Asking questions makes people nervous, and asking for a raise, more so. Those moments could be nerve-wracking and stressful. It seems like an extremely difficult task where some employees wait for several months before asking for a raise.
Asking for a raise might be necessary, albeit being an uncomfortable task, so we, at EarlySalary, have some tips for you.
Anything important requires preparation and is especially crucial when asking for a raise. You should be sure about the claims you make and ensure the timing of the meet is crucial.
Positive testimonials: Keep a folder of all the positive comments you have received from your superiors, colleagues, and customers. Check on that track record in certain periods. This will also help in your improvement.
Consider what you bring to the table: In the long run, how would you contribute to the organisation to be worthy of the raise? This question will definitely be in the minds of your superior, and so should it be in yours.
Knowing your worth: Consider certain factors like the job description, the tenure you have been serving for, your current salary, and other related factors to find what you should ask for. Try researching how much a similar role is offered by other companies in the market.
Data is the key: Statistics and data backing up how valuable you are to the organisation can really help convince your superiors in giving you a raise.
Correct timing: You cannot just barge in your superior’s office asking for a raise while they might be busy with some prior engagements. Ensure their availability before you approach the topic.
Practice: You can record or practice in front of the mirror. Or you can even have someone role-playing as your superior to help you prepare.
Once you’re confident about your preparation, you can go ahead and ask for that raise. However, preparation alone is not enough. Make sure to keep the following tips in mind when approaching your boss for a raise.
Introduction: Go with a formal opening instead of directly asking for raise. It doesn’t have to be detailed, but make sure your crisp opening has the necessary substance. Keep it short, sweet, and simple, as it is better not to beat around the bush. Their time is as valuable as yours.
Be ready to take more responsibility: If you get a raise, it is extremely probable that it comes with additional responsibilities. Understand what the organisation might need and attempt to pitch yourself for that position along with the raise.

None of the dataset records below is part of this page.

PR #14044, opened 2025-07-29
ZJIT: Prepare for sharing JIT hooks with ZJIT

k0kubun:
This PR renames `with_yjit` to `with_jit` and prepares for sharing JIT hooks with ZJIT. It should help us compare the performance of YJIT and ZJIT in a fair setup, and speed up ZJIT on those methods in the future.

It also moves `Options` out of `ZJITState` because we refer to it during builtins, which is before `rb_zjit_init()` initializes `ZJITState`. Note that `zjit_stats_enabled_p` is removed, so the number of global variables stayed the same.

Unfortunately, ZJIT currently seems to have multiple bugs when it actually compiles `Array#each` in Ruby. So the feature is turned off inside `with_jit` for now. However, I still want to land this fix to make sure we have the change of `Options` and make it easier to debug `Array#each`.

### DIFF
--- a/jit_hook.rb
+++ b/jit_hook.rb
@@ -3,7 +3,7 @@ class Module
   # This method is removed in jit_undef.rb.
   private def with_jit(&block) # :nodoc:
     # ZJIT currently doesn't compile Array#each properly, so it's disabled for now.
-    if defined?(RubyVM::ZJIT) && Primitive.rb_zjit_option_enabled_p && false # TODO: remove `&& false`
+    if defined?(RubyVM::ZJIT) && Primitive.rb_zjit_option_enabled_p && false # TODO: remove `&& false` (Shopify/ruby#667)
       # We don't support lazily enabling ZJIT yet, so we can call the block right away.
       block.call
     elsif defined?(RubyVM::YJIT)


jit_hook.rb
```diff
@@ -0,0 +1,13 @@
+class Module
+  # Internal helper for built-in initializations to define methods only when JIT is enabled.
+  # This method is removed in jit_undef.rb.
+  private def with_jit(&block) # :nodoc:
+    # ZJIT currently doesn't compile Array#each properly, so it's disabled for now.
+    if defined?(RubyVM::ZJIT) && Primitive.rb_zjit_option_enabled_p && false # TODO: remove `&& false`
```
tekknolagi: Can you please attach this to an issue?

tekknolagi (approved):

jit_hook.rb
k0kubun: filed https://github.com/Shopify/ruby/issues/667 and added a comment linking to it https://github.com/ruby/ruby/pull/14044/commits/e980143bc744d68efff2f945bd9ada3d0de00255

Proactive communication: Try to shake off the nerves and communicate proactively with your superiors. Tell them what you need, what they can expect out of you, and be receptive to the feedback they give.
Pull out your folder: While modesty is often a prized quality, make sure to talk (not boast) about your accomplishments to your superiors. Demonstrating the work you have done will certainly help in your case. Make sure to use as much data as possible, and make use of numbers.
Be ready for the hard questions: You have served the company well, and your superiors are sure to appreciate the fact. However, be ready for any hard questions and substantiate your answers with facts and numbers.
Confidence and Gratitude: Be confident and specific and express your gratitude to the panel or the person with whom you are communicating with.
Knowing how to respond in case of a NO: If it’s a no, remember to learn how you can get better.. Try to ask for feedback and constructive criticism, and make sure to implement them in your work before you ask for that raise again. If the answer is maybe or not right now, you may try to follow up at certain intervals with prior appointments with them.
Irrespective of whether you get a raise or not, make sure to take that in stride. If you get a raise, don’t let it get to your head, and if not, don’t get too dejected. If you really feel that your work is not valued enough, and you are rejected for a truly well-deserved raise, consider taking a look at similar roles in the market, and see how much they offer.